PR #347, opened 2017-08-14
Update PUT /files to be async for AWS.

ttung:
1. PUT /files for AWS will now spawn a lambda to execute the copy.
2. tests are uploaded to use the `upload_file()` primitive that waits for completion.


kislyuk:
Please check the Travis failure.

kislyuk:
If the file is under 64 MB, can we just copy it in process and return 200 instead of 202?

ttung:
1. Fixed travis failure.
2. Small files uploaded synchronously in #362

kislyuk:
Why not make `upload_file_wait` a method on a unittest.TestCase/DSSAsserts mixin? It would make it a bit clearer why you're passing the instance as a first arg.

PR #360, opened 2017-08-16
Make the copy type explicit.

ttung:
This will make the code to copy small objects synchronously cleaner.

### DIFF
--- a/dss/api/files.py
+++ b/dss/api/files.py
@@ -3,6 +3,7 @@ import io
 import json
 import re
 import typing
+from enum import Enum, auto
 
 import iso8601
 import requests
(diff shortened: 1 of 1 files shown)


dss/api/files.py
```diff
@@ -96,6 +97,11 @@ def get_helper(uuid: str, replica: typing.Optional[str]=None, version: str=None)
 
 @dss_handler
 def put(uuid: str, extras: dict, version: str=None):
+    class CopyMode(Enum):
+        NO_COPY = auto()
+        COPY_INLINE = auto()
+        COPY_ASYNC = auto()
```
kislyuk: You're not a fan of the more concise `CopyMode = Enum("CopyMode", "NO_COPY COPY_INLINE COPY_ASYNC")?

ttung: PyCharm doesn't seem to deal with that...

—————

■ **Aim of the task**
Scan the material above for the string "uploaded" and copy every line that has it.

■ **Written response**
2. tests are uploaded to use the `upload_file()` primitive that waits for completion.
2. Small files uploaded synchronously in #362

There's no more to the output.